Estimating fractional cover

Learning goals

  • Understand the basic concept of linear spectral unmixing and generation of synthetic training data
  • Use support vector regression (SVR) models to estimate fractional cover of photosynthetic vegetation (PV), non-photosynthetic vegetation (NPV) and soil for agricultural fields in northeastern Germany.
  • Evaluate fractional cover estimates from Sentinel-2 with reference fractional cover


The mixed pixel problem

In this course, you have already learned how to make use of multispectral data to generate land cover maps. However, you may have noticed that often a pixel contains more than one cover type. This happens when the land cover is heterogeneous on the sub-pixel scale. Classification approaches assign discrete labels to a pixel and can thus be of limited use for estimating the true distribution of a surface material. In many cases (but very much depending on the training dataset), the dominant class label will be assigned by the classification model. We thereby underestimate the proportion(s) of the minority class(es), while overestimating the proportion of the dominant class.

A good example are urban areas, where e.g. rooftops, streets and single trees fall within a single Sentinel-2 or Landsat pixel. On agricultural fields, pixels often contain mixtures of photosynthetically active vegetation, dead plant material (e.g. litter or standing dead biomass) and open soil. As the cover quantities vary over time on croplands, we can use fractional cover to better understand the vegetation changes in response to e.g. land management and weather extremes.

Fig. by Ali et al. (2016) DOI: 10.1093/jpe/rtw005

With fraction mapping we attempt to map the fraction of a variety of classes within a pixel. This can either be done by using spectral mixture analysis or regression approaches.

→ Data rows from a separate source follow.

PR #3644, opened 2025-03-16
Fix not being able to add new series a library in publisher layout

Fesaa:
# Fixed
- Fixed: Fixed an issue where you were unable to add new series if your library was in publisher layout

Right, so LowestFolderPath and FolderPath are generally the same, except in the following cases
- You're using the publisher layout
- Your series is using subfolders, but only one and has no files on the same level as subfolders (see commented out test)

If I forgot one, please let me know so I can test...

### First case
The FolderPath has no real meaning to the series, and can be safely ignored.  Including it caused the bug, as new series would match with an old one. Which has its LowestFolderPath not changed.

### Second case
The unit test I've commented out is broken with this fix and without, just a difference in why
**Before**
The new chapter picks up the series, but doesn't scan because LowestFolderPath doesn't have changes
**Now**
The chapter is picked up, and later assigned to the series. But the older chapter got skipped because it's LowestFolderPath didn't change. 

Before the subfolder changes, this would work as subfolders simply always got scanned. I'm really unsure how to fix this.
You can force scan the series to have it pick up all; after which LowestFolderPath is raised, and new scans will work as normal.

### Proper fix?
What we would really need is the HighestUniquePath containing only this series. And this should be used to construct the seriesPath dictionary
In a way that;
- Spice and Wolf/Spice and Wolf Vol. 1 => Spice and Wolf
- Publisher/Series => Series
- Publisher/Series/Series Vol. 1 => Series

Then I think the only "issue" you'd have is that when adding a new series to a Publisher layout with only one series both get scanned, and have their HighestUniquePath updated.

### DIFF
--- a/API.Tests/Services/ParseScannedFilesTests.cs
+++ b/API.Tests/Services/ParseScannedFilesTests.cs
@@ -399,9 +399,9 @@ public class ParseScannedFilesTests : AbstractDbTest
         File.Copy(Path.Join(executionerCopyDir, "The Executioner and Her Way of Life Vol. 1 Ch. 0001.cbz"),
             Path.Join(executionerCopyDir, "The Executioner and Her Way of Life Vol. 1 Ch. 0002.cbz"));
 
-        // 4 series, of which 2 have volumes as directories
+        // 4 series
         var folderMap = await _unitOfWork.SeriesRepository.GetFolderPathMap(postLib.Id);
-        Assert.Equal(6, folderMap.Count);
+        Assert.Equal(4, folderMap.Count);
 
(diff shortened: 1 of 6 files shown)


majora2007:
HighestUniquePath  is what series FolderPath is essentially. I originally added FolderPath but with the rewrite, moved over to LowestFolderPath. 

Let me take a closer look, but I think I'd like to undo the changes made around the subfolder optimization, release the hotfix, then you and I can work together and plan out some larger refactors. I have some light plans around changes and proof of concepts to see if I can get more performance with the same flexibility of the current scanner.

Spectral unmixing with regression models

Instead of assigning discrete class labels (as with classification methods previously explored), regression models predict a continuous, ordered target variable (e.g. fractional cover) based on a set of predictor variables (e.g. surface reflectance). We will therefore use regression-based unmixing in this assignment to model fractional vegetation and soil cover in an agricultural system. A variety of machine learning models are suitable for this task, for example, Random Forest Regression, Support Vector Regression or Kernel Ridge Regression. We will focus on the use of Support Vector Regression in this assignment.

Support Vector Regression

Support Vector Regression (SVR) can be used efficiently to solve regression problems. Rather than using all training samples, SVR models rely only on a subset of the training samples (‘support vectors’) which are closest to the hyperplane to be defined. Unlike Support Vector Classification, however, SVR ignores samples that are inside the error margin of \(\epsilon\), because the predicted value of these samples is close to their actual value. We can think about the aim of a SVR as fitting as many training data points inside the \(\epsilon\) insensitive “tube” as possible. However, samples outside this tube will still occur. By introducing slack variables \(\zeta\), the constant, \(C\), controls the trade-off between the flatness of the model function and the deviations from \(\epsilon\) which will still be tolerated but penalized (linearly in the figure below).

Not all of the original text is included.